Disopyramide (DP) is widely used as an antiarrhythmic agent. The antiarrhythmic effects of its enantiomers differ from each other and its metabolism and protein binding are also stereoselective. Population pharmacokinetic parameters of DP racemate, enantiomers (S(+)-DP, R(-)-DP), and their unbound concentrations (uDP, S(+)-uDP and R(-)-uDP) were analyzed using the nonlinear mixed effect model (NONMEM) program. Data were available from 108 points of 33 arrhythmic patients on maintenance therapy with DP racemate. We evaluated the factors to which pharmacokinetic parameters are attributed and the relationships between each serum concentration and the antiarrhythmic effect. A one-compartment model was fitted to the data using NONMEM. For DP, S(+)-DP and R(-)-DP, elimination rate constants (kes) were estimated as 0.0648, 0.0663 and 0.0691/h, respectively and the mean apparent volume of distribution (Vd/F) were estimated as 63.2, 54.1 and 71.6 l, respectively. Using the ke and Vd/F values estimated by NONMEM, time-concentration curves were well fitted to the observed data.
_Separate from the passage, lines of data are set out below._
PR #30763, opened 2026-07-31
fix(ui): a 401 should only sign the user out when the session is dead

aniketkatkar97:
Fixes open-metadata/openmetadata-collate#4647

Companion to that issue's backend fix, open-metadata/openmetadata-collate#5422. This is the UI half and stands on its own.

## Problem

The shared axios response interceptor treats **every** 401 as a dead session. It calls `TokenService.refreshToken()` and reads a falsy return as "refresh failed" → `resetUserDetails(true)` → forced logout to `/signin`.

The catch is one layer down. `refreshToken()` only renews when the stored token is actually expiring:

```ts
// TokenServiceUtil.ts
if (isExpired || timeoutExpiry <= 0) { ...renew... }
else { this.clearRefreshInProgress(); return null; }   // <- falsy
```

So **a 401 arriving while our own token is still valid never triggers a refresh at all — it goes straight to a forced logout.** Any 401 an endpoint raises for its own reasons (most often a service the API depends on rejecting *its* credentials) destroys a healthy session and replaces the real error with "Your session has timed out!".

`showErrorToast` then swallows the original message too, because it suppresses all 401s — so nothing anywhere tells the user what actually went wrong. The reported case was a misconfigured Argo token: every Test Connection threw the developer back to the login page with no diagnosis.

## Fix

A 401 forces a logout only when the stored token is expired or expiring — the same predicate `refreshToken()` already uses.

- `TokenService.isSessionExpired()` — new, reusing the extracted `isTokenExpiredOrExpiring` so the gate and `refreshToken` cannot drift apart. The compound form matters: a token with no `exp` claim reports `isExpired: false` but `timeoutExpiry: 0`, and the two predicates disagree on exactly that input.
- `AuthProvider` — gate the refresh/logout path on it; a 401 on a still-valid token is rethrown to the caller.
- `NON_SESSION_AUTH_ERROR` — the interceptor flags those errors so `showErrorToast` shows them, while staying quiet for genuine session failures (whose forced logout already displays its own message). The GET-403 suppression is untouched: pages deliberately render their own permission placeholder.

## Why no SSO provider's login or refresh changes

The gate reuses the predicate that already guards `fetchNewToken`, so **no renewal that happens today is removed** — it only changes a branch that today can *only* produce a logout.

- **Basic/LDAP**, **SAML**, and every **`ClientType.Confidential`** client (all `GenericAuthenticator`, refreshing via `GET /api/v1/auth/refresh`) — refresh is entered only on expiry, unchanged.
- **Auth0, Okta, Azure/MSAL, Google, CustomOidc, AwsCognito** — same; `renewIdToken` is only reachable through `fetchNewToken()`, itself only reachable when the token is expired/expiring.
- **Unreadable token** — Okta and Auth0 can store `''`, and `getOidcToken()` transiently returns `''` during the service-worker handshake. `extractDetailsFromToken('')` reports `isExpired: true`, so the gate falls through to today's path. It fails *safe*.

**The one real behaviour change:** a token revoked server-side *before* its `exp` (JWKS rotation, `Invalid session.`, clock skew) no longer logs out immediately — requests fail with a visible error until the token expires, and the pre-expiry timer (`EXPIRY_THRESHOLD_MILLES`, 60 s) or the next reload then handles it. `/auth/refresh` 401s for those cases anyway, so they always ended in a logout; only the route there changes. That is the deliberate trade against today's rule, where a 401 from *any* cause silently destroys a valid session.

## Tests

All new tests fail without the fix (verified by stashing the source changes: 8 failures across the three suites).

**Jest** — `Tests: 40 passed, 40 total`
- `AuthProvider.test.tsx`: a 401 on a valid session rejects with the original error, attempts no refresh and retries nothing; the error carries the flag; an expired token still forces the logout.
- `TokenServiceUtil.test.ts`: `isSessionExpired` across expired / within-threshold / absent / nil-`exp` / valid tokens, plus that it agrees with `refreshToken`.
- `ToastUtils.test.ts` (new): flagged 401 and non-GET 403 are shown; session 401 and GET 403 stay suppressed.

**Playwright** — `playwright/e2e/Pages/SessionAuthErrors.spec.ts` (new, default chromium project — deliberately outside `e2e/Auth/`, which the project ignores):
1. expired token + failing refresh → `/signin`
2. dependency 401 on a valid session → toast, no redirect, still signed in *(fails today)*
3. 403 on a write → toast, no redirect
4. 403 on a read → silent and still signed in

**SSO suites.** The three `SSOAuthentication` "401 Interceptor" tests mocked a 401 while the OIDC token was still valid and expected a logout — that is precisely the bug (their own comment said so: *"since the token isn't truly expired at the OIDC level, refreshToken() returns null → forced logout"*). They now plant a genuinely expired token, so they still assert the logout for a *real* failure. A dependency-401 case was added there and in `SSORenewal.spec.ts` (real Keycloak SAML), whose three existing renewal tests are unchanged and are the regression proof that refresh still works.

## Not verified locally

The Playwright specs need a running OM server (and the SSO suites need the mock-OIDC / Keycloak docker stacks), which I could not start here — they are unrun and rely on CI. Jest, `tsc --noEmit` (no new errors; one pre-existing error in `AuthProvider.tsx` is only line-shifted) and the UI checkstyle sequence all pass locally.

## CI config change, flagged for review

`ci(playwright)` is a second commit and is deliberately separable. Any PR touching
`src/components/Auth/**` currently fails `plan-playwright` before a single test runs:

```
Playwright selectors matched no runnable tests:
  playwright/e2e/Flow/ServiceCreationPermissions.spec.ts
```

That mapping selects `playwright/e2e/**/*Permission*.spec.ts` but lists only the `chromium`,
`Basic`, `SearchRBAC` and `ImportExport` projects. The glob expands to
`ServiceCreationPermissions.spec.ts`, which carries `PLAYWRIGHT_INGESTION_TAG_OBJ` and — with
`PW_DEDICATED_INGESTION` on, as CI runs it — is runnable **only** in the `Ingestion` project.
Verified by listing the spec per project: 8 tests under `Ingestion`, none under any of the four.

So the commit adds `Ingestion` to that mapping's projects, and registers the new
`SessionAuthErrors.spec.ts` (4 tests, `chromium`) so future auth changes pick up this coverage.
Happy to drop it if maintainers would rather fix the mapping separately.

## Two adjustments to existing tests, called out

- `AuthProvider.test.tsx` "should set up response interceptor with correct signature" asserted `mockRefreshToken` **synchronously** after invoking the handler. With the `await` in front of the refresh that call is now a microtask later, so the assertion moved after an `await` of the handler. Intent preserved.
- The same file's `react-router-dom` mock returned `undefined` from `useNavigate`, so any test reaching the forced-logout path crashed the worker with an unhandled `navigate is not a function` rather than failing an assertion. It now returns a `jest.fn()`.

The PR distinguishes endpoint-originated 401 responses from expired-session failures.
- Adds a shared token-expiry predicate and exposes it through TokenService.
- Gates refresh and forced logout on the stored token's expiry state.
- Flags non-session 401 errors so callers can display their original messages.
- Adds Jest and Playwright coverage for session failures, dependency 401s, and 403 behavior.
</details>

The stale-request refresh race should be fixed before merging because a successfully renewed session can still surface a recoverable request as a 401 failure.

The interceptor compares a delayed 401 against mutable token storage, so a concurrent refresh can make it bypass the existing request queue and retry path.

**Files Needing Attention:** openmetadata-ui/src/main/resources/ui/src/components/Auth/AuthProviders/AuthProvider.tsx
</details>

| Filename | Overview |
|----------|----------|
| openmetadata-ui/src/main/resources/ui/src/components/Auth/AuthProviders/AuthProvider.tsx | Adds the session-expiry gate and non-session error flag, but checks mutable current token state rather than the failed request's token. |
| openmetadata-ui/src/main/resources/ui/src/utils/Auth/TokenService/TokenServiceUtil.ts | Centralizes the existing expired-or-expiring predicate and exposes it for interceptor classification. |
| openmetadata-ui/src/main/resources/ui/src/utils/ToastUtils.ts | Displays flagged endpoint-originated 401 errors while retaining suppression for session 401s and read-only 403s. |
| openmetadata-ui/src/main/resources/ui/playwright/e2e/Pages/SessionAuthErrors.spec.ts | Adds end-to-end coverage for expired sessions, dependency 401 responses, and read/write 403 handling. |

</details>

```mermaid
sequenceDiagram
  participant Req as API request
  participant Int as Axios interceptor
  participant Store as Token storage
  participant Refresh as Token refresh
  Req->>Int: Send with token T1
  Refresh->>Store: Persist refreshed token T2
  Req-->>Int: 401 for T1
  Int->>Store: Read current token
  Store-->>Int: T2 is valid
  Int-->>Req: Reject as non-session 401
  Note over Int,Req: Request is not retried with T2
```
</details>

<sub>Reviews (1): Last reviewed commit: ["fix(ui): a 401 should only sign the user..."](https://github.com/open-metadata/openmetadata/commit/a8ea49abf11fe78719bd481041dea9406ffa734e) | [Re-trigger Greptile](https://app.greptile.com/api/retrigger?id=49025491)</sub>

**Context used:**

### DIFF
--- a/.github/playwright/impact-map.json
+++ b/.github/playwright/impact-map.json
@@ -258,10 +258,11 @@
         "openmetadata-ui/src/main/resources/ui/src/components/Auth/**",
         "openmetadata-ui/src/main/resources/ui/src/pages/Login/**"
       ],
-      "projects": ["chromium", "Basic", "SearchRBAC", "ImportExport"],
+      "projects": ["chromium", "Basic", "SearchRBAC", "ImportExport", "Ingestion"],
       "specs": [
         "playwright/e2e/**/*Permission*.spec.ts",
         "playwright/e2e/Pages/Login*.spec.ts",
+        "playwright/e2e/Pages/SessionAuthErrors.spec.ts",
         "playwright/e2e/Flow/SearchRBAC.spec.ts"
       ]
     },
--- a/openmetadata-ui/src/main/resources/ui/playwright/e2e/Auth/SSOAuthentication.spec.ts
+++ b/openmetadata-ui/src/main/resources/ui/playwright/e2e/Auth/SSOAuthentication.spec.ts
@@ -33,8 +33,19 @@ import {
   setTokenExpiry,
   waitForMockOidcReady,
 } from '../../utils/mockOidc';
+import { setToken } from '../../utils/tokenStorage';
 
 const MOCK_OIDC_URL = process.env.MOCK_OIDC_URL || 'http://localhost:9090';
+
+// A syntactically valid JWT whose exp is far in the past, used to make a session genuinely dead.
+const EXPIRED_JWT = [
+  'eyJhbGciOiJSUzI1NiIsInR5cCI6IkpXVCJ9',
+  'eyJzdWIiOiJhZG1pbiIsImlzQm90IjpmYWxzZSwiZXhwIjoxMDAwMDAwMDAwfQ',
+  'not-a-real-signature',
+].join('.');
+
+const DEPENDENCY_401_MESSAGE =
+  'The configured runner token is not authorized for this namespace';
 
 const performOidcLogin = async (page: Page): Promise<void> => {
   await page.goto('/');
@@ -342,12 +353,20 @@ test.describe('SSO Authentication with Mock OIDC Provider', () => {
   // These tests use page.route() to simulate 401 responses from the
   // OM API, triggering the frontend's axios interceptor to refresh
   // the token and retry failed requests.
+  //
+  // A 401 only ends in a logout when the stored token has actually expired —
+  // refreshToken() refuses to renew a still-valid token, so a 401 in that
+  // state cannot be recovered by refreshing and must surface as an error
+  // instead. Tests that want the logout path therefore plant an expired token
+  // rather than relying on a mocked 401 alone.
+  // See https://github.com/open-metadata/openmetadata-collate/issues/4647
   // ---------------------------------------------------------------
 
   test.describe('401 Interceptor and Request Retry', () => {
     test('should trigger session expired redirect on 401 with expired token message', async ({
       page,
       browserName,
+      request,
     }) => {
       // WebKit processes page.route() 401 interceptions with different event
       // loop timing — the async logout chain doesn't complete before the page
@@ -360,10 +379,11 @@ test.describe('SSO Authentication with Mock OIDC Provider', () => {
       await performOidcLogin(page);
       await verifyAuthenticated(page);
 
-      // Intercept the loggedInUser API call and return 401 with 'Expired token!'
-      // message. The interceptor will attempt to refresh, but since the token
-      // isn't truly expired at the OIDC level, refreshToken() returns null →
-      // forced logout with "session expired" toast.
+      // Make the session genuinely dead: the stored token is expired and the
+      // provider will refuse to renew it silently.
+      await setToken(page, EXPIRED_JWT);
+      await forceInteractionRequired(request);
+
       let intercepted = false;
       await page.route('**/api/v1/users/loggedInUser*', async (route) => {
         if (!intercepted) {
@@ -399,6 +419,10 @@ test.describe('SSO Authentication with Mock OIDC Provider', () => {
       await verifyAuthenticated(page);
 
       await resetMetrics(request);
+
+      // Expired token, so the 401s below are real session failures and the
+      // interceptor genuinely attempts a renewal to coalesce.
+      await setToken(page, EXPIRED_JWT);
 
       // Track how many 401s we injected
       const interceptedUrls = new Set<string>();
@@ -447,7 +471,9 @@ test.describe('SSO Authentication with Mock OIDC Provider', () => {
       await performOidcLogin(page);
       await verifyAuthenticated(page);
 
-      // Force the OIDC provider to reject the next silent renewal
+      // Expired token + a provider that refuses silent renewal: the session is
+      // unrecoverable, which is exactly when a logout is the right answer.
+      await setToken(page, EXPIRED_JWT);
       await forceInteractionRequired(request);
 
       // Intercept ALL API calls to return 401, simulating expired session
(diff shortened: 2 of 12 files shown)


pmbrull (dismissed):

aniketkatkar97:
Addressed the three bot findings in `fix(ui): replay a 401 whose token was refreshed mid-flight`.

**1. Stale-token race (greptile P1 / Copilot ×2)** — real, and now fixed by replaying the request.

One correction to the framing, because it changes what the fix has to be: both reviews say this "bypasses the existing queue/retry path". That path isn't reachable in this scenario. With a *valid* stored token `refreshToken()` short-circuits at `TokenServiceUtil.ts:117` and returns `null`, and the pre-existing interceptor read `null` as "refresh failed" → `resetUserDetails(true)` → **forced logout**. So before this PR the stale-token race logged the user out; the gate had already turned that into a visible error. Neither version retried.

The gap is real all the same, so the interceptor now compares the request's own `Authorization` header against the current stored token and, when they differ, replays the request once:

```ts
const currentToken = await getOidcToken();
const requestToken = getRequestBearerToken(error.config);
const isStaleRequest = Boolean(requestToken) && Boolean(currentToken) && requestToken !== currentToken;

if (isStaleRequest && !error.config[STALE_TOKEN_RETRIED]) {
  error.config[STALE_TOKEN_RETRIED] = true;

  return axiosClient.request(error.config);
}
```

Bounded by `STALE_TOKEN_RETRIED` so an endpoint answering 401 for its own reasons can't loop; the request interceptor re-reads storage, so the replay carries the new token.

**2. `setToken` fallback unreachable** — fixed. The service-worker exchange is wrapped in `try/catch` returning `false`, so a MessageChannel timeout or malformed payload falls through to the documented IndexedDB write instead of rejecting `page.evaluate`.

**3. `ToastUtils.test.ts` unmock under ts-jest ESM** — fixed. Now `jest.requireActual<typeof import('./ToastUtils')>('./ToastUtils')` rather than a static import plus `jest.unmock`.

**Tests.** The replay case fails without the change (verified by stashing it). The "at most once" case is a bound rather than a regression guard — it passes either way by construction, and exists so a future edit can't turn the replay into a loop. `Tests: 42 passed` across `AuthProvider`, `TokenServiceUtil` and `ToastUtils`; checkstyle clean; `tsc` adds no new errors. Also rebased onto latest `main`.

Unbound fractions of both DP enantiomers showed nonlinearity and the binding ratio of S(+)-DP was 0.84 +/- 0.07, which was higher than that of R(-)-DP [0.70 +/- 0.11 (p < 0.01)]. Unbound fractions of both DP enantiomers correlated with alpha1-acid glycoprotein (AGP) (p < 0.01). On the other hand, using NONMEM, a significant proportion of the variability of Vd/F could be attributed only to AGP (p < 0.001). NONMEM was able to clarify the pharmacokinetic features in the protein binding of DP. Individual steady state concentrations were estimated by NONMEM using the Bayesian method. The average unbound concentrations of all nine responders were higher than those of the four non-responders, even though this difference was not significant. Unbound concentrations may reflect drug concentrations in the tissue, which suggests that these concentrations may indicate an antiarrhythmic effect rather than the total concentration.